Kafka Streams EOS: Idempotency Patterns with the Processor API
The Gap Between Broker Guarantees and Application Reality
As senior engineers building distributed systems, we're well-acquainted with the promise of Kafka's Exactly-Once Semantics (EOS). By setting processing.guarantee=exactly_once_v2 in our Kafka Streams application, we enable atomic transactions that bundle read-process-write operations. This ensures that for any given input record, the resulting output records and state store updates are committed atomically with the consumer offsets. In the event of a failure and restart, the transaction is either fully completed or fully aborted, preventing the common failure modes of at-least-once (duplicate outputs) and at-most-once (lost outputs) processing within the Kafka ecosystem.
However, this powerful guarantee has a well-defined boundary: the Kafka cluster itself. The atomicity covers consuming from source topics, updating internal state stores, and producing to sink topics. The moment your stream processor needs to interact with the outside world—calling a REST API, writing to a relational database, sending a push notification—the EOS guarantee ends. A classic failure scenario illustrates this:
A.- It successfully calls an external payment gateway API.
- Before the Kafka transaction can commit, the application instance crashes.
Upon restart, the transaction is aborted. The consumer offset for message A is not committed. The new instance (or a standby) will re-process message A, see that it hasn't been processed according to its state, and call the payment gateway API a second time. This results in a double charge, a critical business failure that Kafka's EOS, by itself, cannot prevent.

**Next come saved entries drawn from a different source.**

PR #2257, opened 2015-11-01
WordMap, added another words for trigger : Spice

twinword:
another_word_for_love_at_duckduckgo

### DIFF
--- a/lib/DDG/Spice/WordMap.pm
+++ b/lib/DDG/Spice/WordMap.pm
@@ -35,10 +35,14 @@ triggers startend => (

This is the crux of the problem: broker-level transactionality does not equal end-to-end application idempotency. To solve this, we must build idempotency into our application logic. While the Kafka Streams high-level DSL is excellent for stateless transformations and simple stateful aggregations, implementing robust, fine-grained idempotency checks often requires dropping down to the lower-level, but more powerful, Processor API.

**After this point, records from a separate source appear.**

PR #2260, opened 2015-11-02
WordMap, added another words, removed synonyms for trigger

twinword:
Added another words, removed synonyms for trigger.

### DIFF
--- a/lib/DDG/Spice/WordMap.pm
+++ b/lib/DDG/Spice/WordMap.pm
@@ -41,8 +41,6 @@ triggers startend => (
 triggers start => (
     "another words for",
     "another word for",
-    "synonyms for",
-    "synonym for",
     "similar to",
     "relate to",
     "related to",
--- a/lib/DDG/Spice/WordMap.pm
+++ b/lib/DDG/Spice/WordMap.pm
@@ -35,10 +35,14 @@ triggers startend => (
     "word cluster",
     "word graph",
     "twinword",
-    "levelpump"
+    "visual thesaurus"
 );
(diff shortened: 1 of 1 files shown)


moollaza:
@twinword I'm not sure this is entirely accurate either, because we're still listing out several "related" words.

@twinword I feel like "another word" or "other word(s)" are simpler terms used to describe a synonym.

For example https://duckduckgo.com/?q=related+to+love&ia=answer -- I wouldn't say that all of those words could be used in place of "love".

Same here: https://duckduckgo.com/?q=related+to+create&ia=answer

I think the current triggers are pretty accurate and give a result that's relevant and correct. I feel it would be more correct to use those triggers for the Synonyms IA. A user who doesn't know the word "synonym" would probably search something like "another word for X". 

Thoguhts?

twinword:
Actually, these wordings are hard to disambiguate. The term, synonym is more like academic. When we try to RECALL relevant words, we do not always expect to have synonyms only. So, I think using synonym for WordMap might mislead, but another words for WordMap is safe.

moollaza:
>The term, synonym is more like academic. When we try to RECALL relevant words, we do not always expect to have synonyms only.

I disagree, I believe that "another word for" is the same as asking for a synonym. I feel that showing antonyms or anything other than a synonym is incorrect.

I don't like comparing our results to others, but both Bing and Google use "another word for X" to show the definition + synonyms. Similarly all the link results are for synonyms, which I feel sends a pretty strong message, that we should only be showing synonyms for those queries.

This article provides a production-focused guide on implementing such an idempotent processor, exploring the architectural patterns, edge cases, and performance considerations you'll face in a real-world system.
Limitations of the DSL for Idempotent Side-Effects
The high-level DSL provides a clean, functional API for stream processing. Consider a simple (and flawed) attempt to handle idempotency within the DSL:
// A naive and incorrect approach using the DSL
KStream<String, Order> stream = builder.stream("orders-created");
// State store for idempotency checks
StoreBuilder<KeyValueStore<String, String>> idempotencyStoreBuilder =
Stores.keyValueStoreBuilder(
Stores.persistentKeyValueStore("processed-orders-store"),
Serdes.String(),
Serdes.String()
);
builder.addStateStore(idempotencyStoreBuilder);
stream.transform(
() -> new Transformer<String, Order, KeyValue<String, ProcessedOrder>>() {
private KeyValueStore<String, String> stateStore;
@Override
public void init(ProcessorContext context) {
this.stateStore = (KeyValueStore<String, String>) context.getStateStore("processed-orders-store");
}
@Override
public KeyValue<String, ProcessedOrder> transform(String key, Order value) {
if (stateStore.get(value.getOrderId()) != null) {
// Already processed, skip
return null;
}
// 1. Perform side-effect
paymentGateway.charge(value);
// 2. Update state
stateStore.put(value.getOrderId(), "PROCESSED");
// 3. Forward result
return KeyValue.pair(key, new ProcessedOrder(value));
}
@Override
public void close() {}
},
"processed-orders-store"
).to("orders-processed");
While using a Transformer gets us closer by providing access to a state store, the fundamental problem remains. The operations inside transform are not atomic with respect to the external world. A crash between paymentGateway.charge() and stateStore.put() still leads to a double charge on retry. The Kafka transaction only guarantees the atomicity of the stateStore.put() and the send to the orders-processed topic. The DSL doesn't give us the fine-grained control needed to manage the interaction between transactional state and non-transactional side-effects gracefully.
This is where the Processor API shines. It allows us to define the exact, low-level topology and control the flow of data and state interactions with precision.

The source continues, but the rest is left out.